— Directions —
Repeat the records below exactly as they appear.

— Task data —
PR #2975, opened 2016-12-13
Partial uninstall functionality

sjug:
When working with large clusters we would like to save time in "resetting" the cluster state. Rather than running a full uninstall followed by a full install, this partial uninstall is useful and saves time. By default there is no functionality change, however with parameter `openshift_remove_all=False` we neuter the uninstall. The file deletions have been split up to ensure the RPM owned folders still exist.

Internal ticket: [Cluster Soft Reset - Trello](https://trello.com/c/5AfB75Dp/204-tools-cluster-soft-reset)

/cc @detiber

### DIFF
--- a/playbooks/adhoc/uninstall.yml
+++ b/playbooks/adhoc/uninstall.yml
@@ -75,6 +75,10 @@
 
 - hosts: nodes
   become: yes
+  vars:
+    node_dirs:
+    - "/etc/origin"
+    - "/var/lib/origin"
   tasks:
   - name: unmask services
     command: systemctl unmask "{{ item }}"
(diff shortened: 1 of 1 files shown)


sjug:
aos-ci-test

playbooks/adhoc/uninstall.yml
```diff
@@ -182,19 +185,35 @@
...
+    when: openshift_remove_all | default(True) | bool
     file:
       path: /run/openshift-sdn
       state: absent
 
+  - name: Remove generated files
+    file: path={{ item }} state=absent
+    with_fileglob:
+    - /etc/origin/master/*
+    - /etc/origin/node/*
```
detiber: with_fileglob operates on the local host, This would only work if the playbook is run on a host that is both a master and a node. It would still potentially miss some files as well.

playbooks/adhoc/uninstall.yml
```diff
@@ -85,7 +85,7 @@
 
   - name: Remove packages
     package: name={{ item }} state=absent
-    when: not is_atomic | bool
+    when: not is_atomic | bool and openshift_remove_all | default(True) | bool
```
detiber: Instead of applying all of these conditionals to each task, what about grouping them within a block?

Something like this, might clean things up a bit:
```
- block:
  - block:
    - name: Remove packages
      package: name={{ item }} state=absent
      with_items:
      ...
    - name: Remove flannel
      package: name=flannel state=absent
      when: openshift_use_flannel | default(false)
    when: "{{ not is_atomic | bool }}"

  - shell: systemctl reset-failed
    changed_when: False
 
  - shell: systemctl daemon-reload
    changed_when: False
  
  - name: Remove br0 interface
    shell: ovs-vsctl del-br br0
    when: openshift_remove_all | default(True) | bool
    changed_when: False
    failed_when: False
  
  - name: Remove linux interfaces
    shell: ip link del "{{ item }}"
    when: openshift_remove_all | default(True) | bool
    changed_when: False
    failed_when: False
    with_items:
    - lbr0
    - vlinuxbr
    - vovsbr
  when: "{{ openshift_remove_all | default(true) | bool }}"
```

playbooks/adhoc/uninstall.yml
detiber: I think you should be safe to just remove /etc/origin/master and /etc/origin/node, without issues. The installer at least should create those if absent.

playbooks/adhoc/uninstall.yml
```diff
@@ -182,19 +185,35 @@
...
+
+  - name: Remove files owned by RPMs
+    file: path={{ item }} state=absent
+    when: openshift_remove_all | default(True) | bool
+    with_items:
+    - /etc/origin
+    - /etc/sysconfig/openshift-node
+    - /etc/sysconfig/openvswitch
+    - /run/openshift-sdn
+    - /var/lib/origin
```
detiber: It might be easier to just remove /etc/origin and /var/lib/origin and re-create them if openshift_remove_all is false.

sjug: I considered it, but wasn't sure if you were okay with creating things during uninstallation. I'll do that instead.

playbooks/adhoc/uninstall.yml
sjug: This would mean we'd still need multiple blocks, is that still preferred? I'm open to it, no problem with me.

detiber: I'm good with multiple blocks, and even the conditions being applied to individual tasks where needed for ordering.

playbooks/adhoc/uninstall.yml
sjug: Can we talk to the ansible guys and ask them to bump the priority on https://github.com/ansible/ansible-modules-core/pull/3095**

playbooks/adhoc/uninstall.yml
abutcher: @sjug Right

detiber: The example I gave above had nested blocks, so the inside when is applied to the innermost block.

sjug: I've added a few blocks that seem logical.

playbooks/adhoc/uninstall.yml
detiber: @sjug yes, I'll reach out. The workaround stated in https://github.com/ansible/ansible/issues/18910#issuecomment-265544149 looks like a better approach than we've used in the past as a stopgap.

sjug: Should I use find instead of re-creating the directories?

sjug:
@detiber What do you think of the find based deletions?

detiber:
@sjug looks good, any issues with testing?

sjug:
@detiber No issues so far on 10-20 node HA clusters, but I will hopefully tomorrow be able to test this in the scale lab.

timothysc:
Are we waiting on anything else with this PR?  

@sjug @detiber

sjug:
@timothysc I thought that we could test this out on a larger scale pre-merge. Other than that functionally it is good to go.

detiber:
@sjug it looks like there is a merge conflict, otherwise I'm good with merging these changes.

sjug:
@detiber Rebased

— Exercise output —
PR #2975, opened 2016-12-13
Partial uninstall functionality

sjug:
When working with large clusters we would like to save time in "resetting" the cluster state. Rather than running a full uninstall followed by a full install, this partial uninstall is useful and saves time. By default there is no functionality change, however with parameter `openshift_remove_all=False` we neuter the uninstall. The file deletions have been split up to ensure the RPM owned folders still exist.

Internal ticket: [Cluster Soft Reset - Trello](https://trello.com/c/5AfB75Dp/204-tools-cluster-soft-reset)

/cc @detiber

### DIFF
--- a/playbooks/adhoc/uninstall.yml
+++ b/playbooks/adhoc/uninstall.yml
@@ -75,6 +75,10 @@
 
 - hosts: nodes
   become: yes
+  vars:
+    node_dirs:
+    - "/etc/origin"
+    - "/var/lib/origin"
   tasks:
   - name: unmask services
     command: systemctl unmask "{{ item }}"
(diff shortened: 1 of 1 files shown)


sjug:
aos-ci-test

playbooks/adhoc/uninstall.yml
```diff
@@ -182,19 +185,35 @@
...
+    when: openshift_remove_all | default(True) | bool
     file:
       path: /run/openshift-sdn
       state: absent
 
+  - name: Remove generated files
+    file: path={{ item }} state=absent
+    with_fileglob:
+    - /etc/origin/master/*
+    - /etc/origin/node/*
```
detiber: with_fileglob operates on the local host, This would only work if the playbook is run on a host that is both a master and a node. It would still potentially miss some files as well.

playbooks/adhoc/uninstall.yml
```diff
@@ -85,7 +85,7 @@
 
   - name: Remove packages
     package: name={{ item }} state=absent
-    when: not is_atomic | bool
+    when: not is_atomic | bool and openshift_remove_all | default(True) | bool
```
detiber: Instead of applying all of these conditionals to each task, what about grouping them within a block?

Something like this, might clean things up a bit:
```
- block:
  - block:
    - name: Remove packages
      package: name={{ item }} state=absent
      with_items:
      ...
    - name: Remove flannel
      package: name=flannel state=absent
      when: openshift_use_flannel | default(false)
    when: "{{ not is_atomic | bool }}"

  - shell: systemctl reset-failed
    changed_when: False
 
  - shell: systemctl daemon-reload
    changed_when: False
  
  - name: Remove br0 interface
    shell: ovs-vsctl del-br br0
    when: openshift_remove_all | default(True) | bool
    changed_when: False
    failed_when: False
  
  - name: Remove linux interfaces
    shell: ip link del "{{ item }}"
    when: openshift_remove_all | default(True) | bool
    changed_when: False
    failed_when: False
    with_items:
    - lbr0
    - vlinuxbr
    - vovsbr
  when: "{{ openshift_remove_all | default(true) | bool }}"
```

playbooks/adhoc/uninstall.yml
detiber: I think you should be safe to just remove /etc/origin/master and /etc/origin/node, without issues. The installer at least should create those if absent.

playbooks/adhoc/uninstall.yml
```diff
@@ -182,19 +185,35 @@
...
+
+  - name: Remove files owned by RPMs
+    file: path={{ item }} state=absent
+    when: openshift_remove_all | default(True) | bool
+    with_items:
+    - /etc/origin
+    - /etc/sysconfig/openshift-node
+    - /etc/sysconfig/openvswitch
+    - /run/openshift-sdn
+    - /var/lib/origin
```
detiber: It might be easier to just remove /etc/origin and /var/lib/origin and re-create them if openshift_remove_all is false.

sjug: I considered it, but wasn't sure if you were okay with creating things during uninstallation. I'll do that instead.

playbooks/adhoc/uninstall.yml
sjug: This would mean we'd still need multiple blocks, is that still preferred? I'm open to it, no problem with me.

detiber: I'm good with multiple blocks, and even the conditions being applied to individual tasks where needed for ordering.

playbooks/adhoc/uninstall.yml
sjug: Can we talk to the ansible guys and ask them to bump the priority on https://github.com/ansible/ansible-modules-core/pull/3095**

playbooks/adhoc/uninstall.yml
abutcher: @sjug Right

detiber: The example I gave above had nested blocks, so the inside when is applied to the innermost block.

sjug: I've added a few blocks that seem logical.

playbooks/adhoc/uninstall.yml
detiber: @sjug yes, I'll reach out. The workaround stated in https://github.com/ansible/ansible/issues/18910#issuecomment-265544149 looks like a better approach than we've used in the past as a stopgap.

sjug: Should I use find instead of re-creating the directories?

sjug:
@detiber What do you think of the find based deletions?

detiber:
@sjug looks good, any issues with testing?

sjug:
@detiber No issues so far on 10-20 node HA clusters, but I will hopefully tomorrow be able to test this in the scale lab.

timothysc:
Are we waiting on anything else with this PR?  

@sjug @detiber

sjug:
@timothysc I thought that we could test this out on a larger scale pre-merge. Other than that functionally it is good to go.

detiber:
@sjug it looks like there is a merge conflict, otherwise I'm good with merging these changes.

sjug:
@detiber Rebased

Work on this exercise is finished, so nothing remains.